Embodiments for a local data share (LDS) unit are described herein. Embodiments include a co-operative set of threads to load data into shared memory so that the threads can have repeated memory access allowing higher memory bandwidth. In this way, data can be shared between related threads in a cooperative manner by providing a re-use of a locality of data from shared registers. Furthermore, embodiments of the invention allow a cooperative set of threads to fetch data in a partitioned manner so that it is only fetched once into a shared memory that can be repeatedly accessed via a separate low latency path.

Description

    CROSS REFERENCE TO RELATED APPLICATIONS
  • This patent application claims the benefit of U.S. Provisional Patent Application No. 61/240,475 (Attorney Docket No. 1972.1040000), filed Sep. 8, 2009, entitled “Method and System for Local Data Sharing,” which is incorporated herein by reference in its entirety.
  • BACKGROUND
  • 1. Field of the Invention
  • The present invention relates generally to sharing of data in data processing units.
  • 2. Background Art
  • Although some processors may have shared memory capabilities, they do not provide an architecture that allows the number of banks to be easily changed. Rather, the entire architecture of these existing products would need to be revised in order to change the number of memory banks. Additionally, these existing products do not have conflict resolution, full accessibility (addressability), or atomics.
  • What is needed is therefore is a flexible shared memory architecture that allows a designer to trade off performance versus cost without changing the architecture of the shared memory.
  • BRIEF SUMMARY OF EMBODIMENTS OF THE INVENTION
  • An embodiment includes a local data share (LDS) unit that allows a plurality of threads to share data. Embodiments include a co-operative set of threads to load data into shared memory so that they can have repeated memory access allowing higher memory bandwidth.
  • In this way, data can be shared between related threads in a cooperative manner to realize increased performance and a reduction of required power for some jobs. This particular technique of shared data will also enable a new class of potential algorithms that can be processed on the processor by providing a re-use of a locality of data from shared registers. Furthermore, embodiments of the present invention allow a cooperative set of threads to fetch data in a partitioned manner so that it is only fetched once into a shared memory. The shared memory can be repeatedly accessed via a separate low latency path.
  • Embodiments of the present invention can be used in any computer system, computing device, entertainment system, media system, game systems, communication device, personal digital assistant, or any system using one or more processors.
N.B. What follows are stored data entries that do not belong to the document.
PR #65, opened 2024-01-11
feat: custom error file

AdeosunDeji:


backend/src/domain/error.ts
SleepAPI, line 1: I see you've done your research in the code, excellent! Some great suggestions in here.

Regarding the structure I could have been more explicit in the ticket. I would like the custom errors to extend the Error base class.

Furthermore we should create a folder called error under domain. Then move `error.ts` into `domain/error/error.ts`. 

Perhaps we should even rename `error.ts` to `sleepapi-error.ts`and add in a base Sleep API error class like:
```typescript
export class SleepAPIError extends Error {
  static message(message: string) {
    return new this(message);
  }
}
```

After that we can create folders under `domain/error` to group different error types. For example we could have `domain/error/database-error` and move `DatabaseMigrationError`, `DatabaseConnectionError` etc in there.

Instead of using const variables for the errors I would like them to extend this `SleepAPIError` base error class.
So it would look something like:
```typescript
export class DatabaseMigrationError extends SleepAPIError {}
```

This should allow us to re-use the error types without limiting which message we include as the base `SleepAPIError` would allow for passing custom messages.

For example `DatabaseMigrationError` could be used both for incorrect migration type as you suggest right now, or if we crash during migration due to a schema issue etc.

This also means we're mostly looking to setup the types here rather than the messages. The message we'll pass just like we're passing them to the normal `Error` base class as we do today.

backend/src/domain/error.ts
```diff
@@ -0,0 +1,20 @@
+export const DatabaseMigrationError = 'DATABASE_MIGRATION is optional, but if set must be one of [UP, DOWN]';
+export const DatabaseConnectionError = 'Missing environment variables for database connection';
+export const EntryNotFoundError = (tableName: string, filter: any) =>
```
SleepAPI, line 3: To align with your other naming standard suggestions I would rename the following database errors:
`EntryNotFoundError` to `DatabaseNotFoundError`
`InsertError` to `DatabaseInsertError`

backend/src/domain/error.ts
```diff
@@ -0,0 +1,20 @@
+export const DatabaseMigrationError = 'DATABASE_MIGRATION is optional, but if set must be one of [UP, DOWN]';
+export const DatabaseConnectionError = 'Missing environment variables for database connection';
+export const EntryNotFoundError = (tableName: string, filter: any) =>
+  `Unable to find entry in ${tableName} with filter [${JSON.stringify(filter)}]`;
+export const InsertError = (resultLength: number) => `Insert expected one element but was ${resultLength}`;
+export const MealNotFoundError = (mealName: string) => `Couldn't find meal with name:  ${mealName.toUpperCase()})`;
```
SleepAPI, line 6: As per my previous suggestion of creating common re-usable error types this would not be needed.
Instead we'll throw a `DatabaseNotFoundError` and pass in the meal-specific message.

backend/src/domain/error.ts
```diff
@@ -0,0 +1,20 @@
+export const DatabaseMigrationError = 'DATABASE_MIGRATION is optional, but if set must be one of [UP, DOWN]';
+export const DatabaseConnectionError = 'Missing environment variables for database connection';
+export const EntryNotFoundError = (tableName: string, filter: any) =>
+  `Unable to find entry in ${tableName} with filter [${JSON.stringify(filter)}]`;
+export const InsertError = (resultLength: number) => `Insert expected one element but was ${resultLength}`;
+export const MealNotFoundError = (mealName: string) => `Couldn't find meal with name:  ${mealName.toUpperCase()})`;
+export const Level60Error = 'Somehow level 60 produced ingredients not populated for buddy-combination-dao';
```
SleepAPI, line 7: Regarding the following errors:
- `Level60Error`
- `EnergyPercentageError`
- `LevelError`
- `NatureError`

These could all be replaced by an error called for example `StatError` and be moved into `domain/error/stat/stat-error.ts`

backend/src/domain/error.ts
```diff
@@ -0,0 +1,20 @@
...
+export const EntryNotFoundError = (tableName: string, filter: any) =>
+  `Unable to find entry in ${tableName} with filter [${JSON.stringify(filter)}]`;
+export const InsertError = (resultLength: number) => `Insert expected one element but was ${resultLength}`;
+export const MealNotFoundError = (mealName: string) => `Couldn't find meal with name:  ${mealName.toUpperCase()})`;
+export const Level60Error = 'Somehow level 60 produced ingredients not populated for buddy-combination-dao';
+export const EnergyPercentageError = (energyPercentage: number) =>
+  `Energy has to be between 0 and 150, but was ${energyPercentage}`;
+export const LevelError = 'Only level 1-100 allowed';
+export const NatureError = (natureName: string) => `Couldn't find nature with name:  ${natureName.toUpperCase()}`;
+export const PokemonNameError = (pokemonName: string) =>
```
SleepAPI, line 12: This could be renamed to just `PokemonError` and be moved into `domain/error/pokemon/pokemon-error.ts`

backend/src/domain/error.ts
```diff
@@ -0,0 +1,20 @@
...
+  `Couldn't find nature with name:  ${pokemonName.toUpperCase()}`;
+export const SubTeamsError = 'Should not happen since we check maxTeamSize > 1, and we return only undefined for 0';
```
SleepAPI, line 14: This `SubTeamsError`can be removed since this indicates a ProgrammingError which you already have added

backend/src/domain/error.ts
```diff
@@ -0,0 +1,20 @@
...
+export const IngredientError = (name: string) => `Ingredient with name [${name}] does not exist`;
```
SleepAPI, line 15: This could be moved into `domain/error/ingredient/ingredient-error.ts`

backend/src/domain/error.ts
```diff
@@ -0,0 +1,20 @@
...
+export const ProgrammerError = (name: string) =>
```
SleepAPI, line 16: I would like to rename `ProgrammerError` to `ProgrammingError` as it suggest an issue with the code rather than blaming an individual programmer. This can be moved into `domain/error/programming/programming-error.ts`

backend/src/domain/error.ts
```diff
@@ -0,0 +1,20 @@
...
+  `Programmer error: Can't find Pokemon coming from DB with name ${name}`;
+export const ObjectError = 'Only one object may be mocked per invocation to mock';
```
SleepAPI, line 18: We should rename this to `MockError` and perhaps we can create a test folder under domain for this so we may add in more test-related errors. So move the `MockError` into `domain/error/test/mock-error.ts`

backend/src/domain/error.ts
```diff
@@ -0,0 +1,20 @@
...
+export const MissingEnvError = 'Missing environment variables';
```
SleepAPI, line 19: How about something more generic like `ConfigError` and move it into `domain/error/config/config-error.ts`

backend/src/domain/error.ts
```diff
@@ -0,0 +1,20 @@
...
+export const FindMealError = (name: string) => `Couldn't find meal with name:  ${name.toUpperCase()})`;
```
SleepAPI, line 20: This could be renamed to `MealError` and be moved into `domain/error/meal/meal-error.ts`

SleepAPI (changes requested):
It looks like your files use CRLF line ending so I'm assuming you're developing on a Windows machine. This causes big diffs for all files that you saved on your machine.
This also makes the PR difficult to review and if we allowed formatting changes between different platforms then every other PR would have this issue.

We have explicitly added `"files.eol": "\n"` to the `sleepapi.code-workspace` to fix this.
So this suggests to me that likely you either didn't work in Visual Studio Code or didn't use the workspace. Please read our [DEVELOPMENT_SETUP](https://github.com/SleepAPI/SleepAPI/blob/develop/DEVELOPMENT_SETUP.md) if you need help with this.

Furthermore it seems that you removed some line endings. Prettier is set as the default autoformat in the workspace and prettier is configured by default to add newlines at the end of the file. Prettier also formats LF as line endings by default. This also suggests to me that VS Code and/or the workspace was not used.

I noticed our .editorconfig states we should not add new lines at the end of a file, but this is unintended and as previously mentioned gets overridden by prettier.

Final note; great suggestions for different error types. You've clearly gone through the code and summarized which errors we throw today, excellent work! 

I left some comments on how I think we should structure the errors. 
Please fix those and the LF/newline formatting 😃

backend/src/domain/error.ts
AdeosunDeji: Thanks for the corrections and guidance. Your insight is greatly appreciated.

AdeosunDeji (commented):
Made changes. Waiting for your feedback.

SleepAPI (changes requested):
Big improvement. Left a few comments and I have a few more comments here.

Currently you implement each error class like so:
```typescript
export class DatabaseMigrationError extends SleepAPIError {
  constructor(message = 'DATABASE_MIGRATION is optional, but if set must be one of [UP, DOWN]') {
    super(message);
    this.name = 'DatabaseMigrationError';
  }
}
```

I would prefer it to be completely open types instead like:
```typescript
export class DatabaseMigrationError extends SleepAPIError {}
```

That way you can throw the same error in many places, but pass different messages, making it more generic. I would like to avoid case-specific message in places where we're trying to be generic. Please update all error types to open objects.

It also looks like you're still writing the files with CRLF instead of LF. Please see my comment on the previous commit detailing how to correctly format the files with VS Code and the workspace.

Finally I see you're adding new commits to the PR, that's perfectly fine, but since we're just fixing the commits introduced on this PR I would like the final result of them to be just one commit. So either you can squash those 2 commits now and then amend any future fixes or keep pushing new commits and then in the end squash them all together before I merge.

Please let me know if you have any questions 👍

  • Embodiments of the present invention, for example, may be used processing systems having multi-core central processing units (CPUs), GPUs, and/or general purpose GPUs (GPGPUs), along with other types of processors because code developed for one type of processor may be deployed on another type of processor with little or no additional effort. For example, code developed for execution on a GPU, also known as GPU kernels, can be deployed to be executed on a CPU, using embodiments of the present invention.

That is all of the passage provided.